== Task input ==
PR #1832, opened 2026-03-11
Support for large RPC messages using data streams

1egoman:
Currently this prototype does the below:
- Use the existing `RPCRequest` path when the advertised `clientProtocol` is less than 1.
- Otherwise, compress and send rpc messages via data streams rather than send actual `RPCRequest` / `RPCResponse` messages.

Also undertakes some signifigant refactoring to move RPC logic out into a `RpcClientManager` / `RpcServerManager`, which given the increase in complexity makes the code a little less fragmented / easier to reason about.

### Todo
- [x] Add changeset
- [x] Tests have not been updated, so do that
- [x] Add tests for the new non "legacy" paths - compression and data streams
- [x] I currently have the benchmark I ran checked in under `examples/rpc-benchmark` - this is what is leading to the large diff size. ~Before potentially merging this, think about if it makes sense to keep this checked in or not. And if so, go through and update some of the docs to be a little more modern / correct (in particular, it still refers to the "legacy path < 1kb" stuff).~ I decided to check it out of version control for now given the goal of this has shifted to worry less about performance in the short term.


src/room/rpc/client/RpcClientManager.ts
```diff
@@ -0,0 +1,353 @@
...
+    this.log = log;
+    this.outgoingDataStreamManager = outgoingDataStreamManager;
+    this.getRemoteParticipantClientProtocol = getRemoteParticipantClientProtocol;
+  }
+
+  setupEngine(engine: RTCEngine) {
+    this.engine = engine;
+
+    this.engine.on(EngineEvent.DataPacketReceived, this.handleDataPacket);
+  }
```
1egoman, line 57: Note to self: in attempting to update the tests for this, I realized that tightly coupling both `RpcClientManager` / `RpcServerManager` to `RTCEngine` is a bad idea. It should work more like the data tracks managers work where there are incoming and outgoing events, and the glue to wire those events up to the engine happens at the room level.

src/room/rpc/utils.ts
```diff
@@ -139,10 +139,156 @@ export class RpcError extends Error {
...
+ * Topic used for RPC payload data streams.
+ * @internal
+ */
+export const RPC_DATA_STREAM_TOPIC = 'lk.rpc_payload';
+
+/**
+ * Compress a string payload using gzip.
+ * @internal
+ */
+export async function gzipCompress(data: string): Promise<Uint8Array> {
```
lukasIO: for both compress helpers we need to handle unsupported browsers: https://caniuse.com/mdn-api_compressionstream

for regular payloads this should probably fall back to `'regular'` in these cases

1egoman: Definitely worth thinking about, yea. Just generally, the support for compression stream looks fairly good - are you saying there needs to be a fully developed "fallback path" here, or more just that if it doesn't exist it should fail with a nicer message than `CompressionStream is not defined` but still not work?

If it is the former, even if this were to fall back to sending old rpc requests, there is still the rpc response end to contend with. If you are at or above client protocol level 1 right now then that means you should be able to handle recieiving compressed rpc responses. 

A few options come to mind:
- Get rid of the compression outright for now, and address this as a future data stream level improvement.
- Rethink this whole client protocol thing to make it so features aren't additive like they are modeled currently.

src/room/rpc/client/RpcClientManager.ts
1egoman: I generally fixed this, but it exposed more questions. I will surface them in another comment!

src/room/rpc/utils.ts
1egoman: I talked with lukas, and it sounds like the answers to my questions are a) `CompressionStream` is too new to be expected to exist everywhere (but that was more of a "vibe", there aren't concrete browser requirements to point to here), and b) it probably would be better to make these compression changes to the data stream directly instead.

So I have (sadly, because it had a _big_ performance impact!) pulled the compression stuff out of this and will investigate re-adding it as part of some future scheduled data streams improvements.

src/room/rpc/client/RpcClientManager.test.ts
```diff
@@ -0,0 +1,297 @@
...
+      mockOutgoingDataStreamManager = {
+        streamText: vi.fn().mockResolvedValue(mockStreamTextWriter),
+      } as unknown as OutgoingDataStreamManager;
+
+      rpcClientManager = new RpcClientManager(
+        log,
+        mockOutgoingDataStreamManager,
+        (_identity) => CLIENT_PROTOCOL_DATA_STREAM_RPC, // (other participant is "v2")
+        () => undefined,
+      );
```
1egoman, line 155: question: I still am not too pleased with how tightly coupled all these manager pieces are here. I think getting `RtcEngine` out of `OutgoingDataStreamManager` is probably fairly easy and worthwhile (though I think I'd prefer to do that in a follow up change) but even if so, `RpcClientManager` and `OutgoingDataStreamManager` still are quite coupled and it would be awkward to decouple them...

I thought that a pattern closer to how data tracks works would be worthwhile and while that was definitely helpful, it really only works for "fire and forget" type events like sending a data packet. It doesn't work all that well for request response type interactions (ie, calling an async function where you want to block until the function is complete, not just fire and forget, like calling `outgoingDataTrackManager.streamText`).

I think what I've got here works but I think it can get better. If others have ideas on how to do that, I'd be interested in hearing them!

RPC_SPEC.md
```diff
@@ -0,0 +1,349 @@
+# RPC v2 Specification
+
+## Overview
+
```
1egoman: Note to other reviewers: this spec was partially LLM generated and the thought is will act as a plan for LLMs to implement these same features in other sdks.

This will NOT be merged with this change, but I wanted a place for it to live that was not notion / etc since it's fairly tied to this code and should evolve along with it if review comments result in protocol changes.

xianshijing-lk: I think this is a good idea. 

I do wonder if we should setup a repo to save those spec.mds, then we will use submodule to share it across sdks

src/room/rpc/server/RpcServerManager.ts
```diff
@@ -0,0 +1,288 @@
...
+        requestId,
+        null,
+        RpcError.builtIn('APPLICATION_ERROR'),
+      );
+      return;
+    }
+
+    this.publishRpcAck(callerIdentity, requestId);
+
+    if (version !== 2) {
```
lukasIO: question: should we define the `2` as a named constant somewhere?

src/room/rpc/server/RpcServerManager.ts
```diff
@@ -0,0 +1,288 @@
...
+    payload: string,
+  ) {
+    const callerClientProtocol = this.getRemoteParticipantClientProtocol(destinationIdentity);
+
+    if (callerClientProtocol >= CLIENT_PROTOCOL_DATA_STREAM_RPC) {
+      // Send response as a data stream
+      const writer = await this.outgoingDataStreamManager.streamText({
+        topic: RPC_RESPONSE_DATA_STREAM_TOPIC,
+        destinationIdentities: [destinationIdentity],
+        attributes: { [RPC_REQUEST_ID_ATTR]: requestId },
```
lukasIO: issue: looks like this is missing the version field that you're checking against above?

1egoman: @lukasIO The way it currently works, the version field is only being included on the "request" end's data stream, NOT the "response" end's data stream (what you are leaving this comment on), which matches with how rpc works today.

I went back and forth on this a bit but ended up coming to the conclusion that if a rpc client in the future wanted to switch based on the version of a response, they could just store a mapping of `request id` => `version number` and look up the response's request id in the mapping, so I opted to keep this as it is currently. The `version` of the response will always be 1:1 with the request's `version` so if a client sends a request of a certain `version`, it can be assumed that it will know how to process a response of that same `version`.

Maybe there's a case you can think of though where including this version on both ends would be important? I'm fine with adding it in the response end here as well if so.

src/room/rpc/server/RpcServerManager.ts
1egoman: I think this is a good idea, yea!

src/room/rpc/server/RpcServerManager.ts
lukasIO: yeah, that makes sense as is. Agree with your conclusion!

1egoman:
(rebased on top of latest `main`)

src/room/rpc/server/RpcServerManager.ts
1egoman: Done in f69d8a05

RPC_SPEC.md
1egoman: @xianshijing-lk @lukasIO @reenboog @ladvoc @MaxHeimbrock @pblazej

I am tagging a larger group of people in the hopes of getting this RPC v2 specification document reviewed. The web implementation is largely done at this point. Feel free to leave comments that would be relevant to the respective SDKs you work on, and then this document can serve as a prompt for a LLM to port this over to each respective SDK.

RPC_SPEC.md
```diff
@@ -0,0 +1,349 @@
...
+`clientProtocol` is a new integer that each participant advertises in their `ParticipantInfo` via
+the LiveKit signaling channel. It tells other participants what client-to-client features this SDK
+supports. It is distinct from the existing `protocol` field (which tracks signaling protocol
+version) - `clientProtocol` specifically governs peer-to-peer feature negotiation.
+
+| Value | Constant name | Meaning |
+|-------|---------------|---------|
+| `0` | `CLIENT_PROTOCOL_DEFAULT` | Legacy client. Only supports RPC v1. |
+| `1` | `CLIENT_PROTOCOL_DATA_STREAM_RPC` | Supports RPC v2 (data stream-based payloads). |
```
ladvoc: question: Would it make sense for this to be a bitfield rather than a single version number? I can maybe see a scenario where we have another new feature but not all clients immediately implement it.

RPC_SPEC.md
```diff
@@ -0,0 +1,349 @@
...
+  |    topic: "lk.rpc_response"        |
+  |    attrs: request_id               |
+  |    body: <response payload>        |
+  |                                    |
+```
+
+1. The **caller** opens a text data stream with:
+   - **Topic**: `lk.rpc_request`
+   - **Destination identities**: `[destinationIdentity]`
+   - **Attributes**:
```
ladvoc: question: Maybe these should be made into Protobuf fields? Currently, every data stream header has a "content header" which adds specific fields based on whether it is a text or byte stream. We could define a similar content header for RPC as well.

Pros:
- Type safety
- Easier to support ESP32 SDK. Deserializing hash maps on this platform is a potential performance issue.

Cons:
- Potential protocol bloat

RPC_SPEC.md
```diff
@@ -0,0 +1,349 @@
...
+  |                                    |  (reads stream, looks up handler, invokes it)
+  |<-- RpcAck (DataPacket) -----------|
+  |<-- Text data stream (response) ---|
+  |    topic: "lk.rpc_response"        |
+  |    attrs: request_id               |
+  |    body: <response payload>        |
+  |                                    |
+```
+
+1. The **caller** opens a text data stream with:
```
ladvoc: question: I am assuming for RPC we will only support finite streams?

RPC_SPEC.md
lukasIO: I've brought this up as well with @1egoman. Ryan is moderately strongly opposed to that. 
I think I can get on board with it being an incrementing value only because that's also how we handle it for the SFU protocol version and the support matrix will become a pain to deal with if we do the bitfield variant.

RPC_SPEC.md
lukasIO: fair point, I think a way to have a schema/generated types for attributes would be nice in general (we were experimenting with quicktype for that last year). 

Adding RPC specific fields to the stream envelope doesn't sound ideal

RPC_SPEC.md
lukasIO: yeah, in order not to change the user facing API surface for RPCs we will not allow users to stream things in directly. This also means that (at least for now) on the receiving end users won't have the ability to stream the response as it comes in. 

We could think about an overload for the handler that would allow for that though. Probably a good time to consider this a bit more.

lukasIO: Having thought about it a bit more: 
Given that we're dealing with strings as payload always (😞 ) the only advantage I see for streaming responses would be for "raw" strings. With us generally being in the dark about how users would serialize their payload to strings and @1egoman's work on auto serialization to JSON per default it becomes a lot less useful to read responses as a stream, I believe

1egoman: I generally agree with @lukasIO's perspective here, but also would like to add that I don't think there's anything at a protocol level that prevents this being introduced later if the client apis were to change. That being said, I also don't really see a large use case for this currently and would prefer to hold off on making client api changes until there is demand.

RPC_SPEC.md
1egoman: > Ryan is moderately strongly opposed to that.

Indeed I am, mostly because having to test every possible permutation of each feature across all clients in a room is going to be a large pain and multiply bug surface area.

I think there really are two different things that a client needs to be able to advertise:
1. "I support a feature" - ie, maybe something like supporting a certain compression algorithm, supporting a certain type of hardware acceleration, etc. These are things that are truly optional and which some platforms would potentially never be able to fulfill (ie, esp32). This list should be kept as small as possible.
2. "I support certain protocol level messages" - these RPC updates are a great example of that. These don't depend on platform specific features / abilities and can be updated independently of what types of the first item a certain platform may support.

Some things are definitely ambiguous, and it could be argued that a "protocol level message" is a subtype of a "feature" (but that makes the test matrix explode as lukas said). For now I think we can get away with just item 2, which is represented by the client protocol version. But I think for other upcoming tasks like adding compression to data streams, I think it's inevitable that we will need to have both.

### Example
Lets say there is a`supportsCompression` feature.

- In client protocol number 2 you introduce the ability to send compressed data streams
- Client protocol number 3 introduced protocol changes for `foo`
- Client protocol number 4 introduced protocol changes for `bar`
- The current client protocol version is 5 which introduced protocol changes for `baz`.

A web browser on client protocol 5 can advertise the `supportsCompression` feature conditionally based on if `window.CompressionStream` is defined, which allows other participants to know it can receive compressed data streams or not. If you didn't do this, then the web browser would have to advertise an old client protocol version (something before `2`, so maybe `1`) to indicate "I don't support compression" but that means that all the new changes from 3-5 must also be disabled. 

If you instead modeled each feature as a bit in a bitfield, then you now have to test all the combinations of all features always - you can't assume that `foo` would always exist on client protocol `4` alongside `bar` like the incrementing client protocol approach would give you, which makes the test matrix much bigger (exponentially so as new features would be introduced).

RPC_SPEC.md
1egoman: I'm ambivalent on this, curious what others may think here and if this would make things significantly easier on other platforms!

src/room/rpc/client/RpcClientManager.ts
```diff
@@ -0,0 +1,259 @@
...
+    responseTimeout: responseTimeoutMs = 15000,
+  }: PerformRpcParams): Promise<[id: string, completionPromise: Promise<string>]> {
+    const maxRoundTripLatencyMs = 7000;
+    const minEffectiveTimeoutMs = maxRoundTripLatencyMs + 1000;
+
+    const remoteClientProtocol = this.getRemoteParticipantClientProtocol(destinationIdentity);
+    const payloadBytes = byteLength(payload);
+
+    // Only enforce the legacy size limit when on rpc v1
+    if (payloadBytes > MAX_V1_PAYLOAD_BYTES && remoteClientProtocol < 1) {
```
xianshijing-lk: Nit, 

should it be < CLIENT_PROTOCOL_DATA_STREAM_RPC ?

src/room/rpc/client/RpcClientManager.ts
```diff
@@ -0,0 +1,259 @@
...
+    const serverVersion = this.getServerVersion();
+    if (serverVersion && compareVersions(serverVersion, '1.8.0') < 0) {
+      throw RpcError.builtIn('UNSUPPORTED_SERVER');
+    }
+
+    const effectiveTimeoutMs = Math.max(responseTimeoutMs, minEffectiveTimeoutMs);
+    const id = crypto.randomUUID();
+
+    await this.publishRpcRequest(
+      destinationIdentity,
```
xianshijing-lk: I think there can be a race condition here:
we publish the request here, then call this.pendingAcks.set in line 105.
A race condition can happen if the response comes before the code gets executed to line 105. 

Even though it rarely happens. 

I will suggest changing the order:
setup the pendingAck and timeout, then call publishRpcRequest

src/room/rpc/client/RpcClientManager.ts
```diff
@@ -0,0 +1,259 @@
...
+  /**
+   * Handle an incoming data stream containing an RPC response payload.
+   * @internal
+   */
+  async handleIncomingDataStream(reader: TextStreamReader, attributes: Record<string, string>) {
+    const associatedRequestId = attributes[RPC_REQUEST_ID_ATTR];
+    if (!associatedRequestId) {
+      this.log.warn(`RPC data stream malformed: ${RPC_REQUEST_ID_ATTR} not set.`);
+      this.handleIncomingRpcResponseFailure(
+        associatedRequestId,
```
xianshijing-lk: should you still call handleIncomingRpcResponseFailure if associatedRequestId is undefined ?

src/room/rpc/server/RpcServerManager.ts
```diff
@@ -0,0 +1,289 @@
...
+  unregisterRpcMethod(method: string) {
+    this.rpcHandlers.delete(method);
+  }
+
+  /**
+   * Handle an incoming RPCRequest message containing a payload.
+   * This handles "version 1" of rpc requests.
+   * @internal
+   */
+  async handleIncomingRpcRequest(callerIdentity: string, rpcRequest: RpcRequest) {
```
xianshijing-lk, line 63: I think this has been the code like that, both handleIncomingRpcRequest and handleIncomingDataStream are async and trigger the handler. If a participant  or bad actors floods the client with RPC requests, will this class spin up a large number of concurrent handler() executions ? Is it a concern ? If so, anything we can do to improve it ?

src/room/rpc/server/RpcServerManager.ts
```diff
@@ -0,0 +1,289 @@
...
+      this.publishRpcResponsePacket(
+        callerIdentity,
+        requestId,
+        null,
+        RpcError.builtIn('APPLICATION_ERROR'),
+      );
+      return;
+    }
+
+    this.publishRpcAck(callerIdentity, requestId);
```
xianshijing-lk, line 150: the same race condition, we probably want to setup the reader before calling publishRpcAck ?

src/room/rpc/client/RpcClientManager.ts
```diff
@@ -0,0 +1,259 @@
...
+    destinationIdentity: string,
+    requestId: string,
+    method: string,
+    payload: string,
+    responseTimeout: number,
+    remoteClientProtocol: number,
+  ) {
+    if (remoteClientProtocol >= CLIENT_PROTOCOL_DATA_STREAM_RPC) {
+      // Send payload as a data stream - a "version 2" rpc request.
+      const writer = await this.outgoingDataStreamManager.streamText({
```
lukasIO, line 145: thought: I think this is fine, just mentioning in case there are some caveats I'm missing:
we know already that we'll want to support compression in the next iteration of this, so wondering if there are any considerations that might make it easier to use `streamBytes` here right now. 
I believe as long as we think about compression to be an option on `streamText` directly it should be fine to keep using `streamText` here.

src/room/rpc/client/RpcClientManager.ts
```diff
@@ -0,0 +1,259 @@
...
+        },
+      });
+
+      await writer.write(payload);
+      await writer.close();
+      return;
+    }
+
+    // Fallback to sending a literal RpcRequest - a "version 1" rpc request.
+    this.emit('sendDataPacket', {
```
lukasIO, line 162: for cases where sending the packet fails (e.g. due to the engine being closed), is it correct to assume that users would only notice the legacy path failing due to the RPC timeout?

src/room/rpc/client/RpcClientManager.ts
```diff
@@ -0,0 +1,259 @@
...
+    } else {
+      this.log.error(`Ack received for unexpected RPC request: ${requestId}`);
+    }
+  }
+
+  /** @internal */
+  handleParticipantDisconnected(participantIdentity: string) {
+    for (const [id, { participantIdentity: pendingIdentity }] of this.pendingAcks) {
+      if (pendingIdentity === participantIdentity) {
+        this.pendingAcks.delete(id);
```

== What this task involves ==
Reply with one number only: how many lines of the listing hold "cases"?

== Response for this exercise ==
2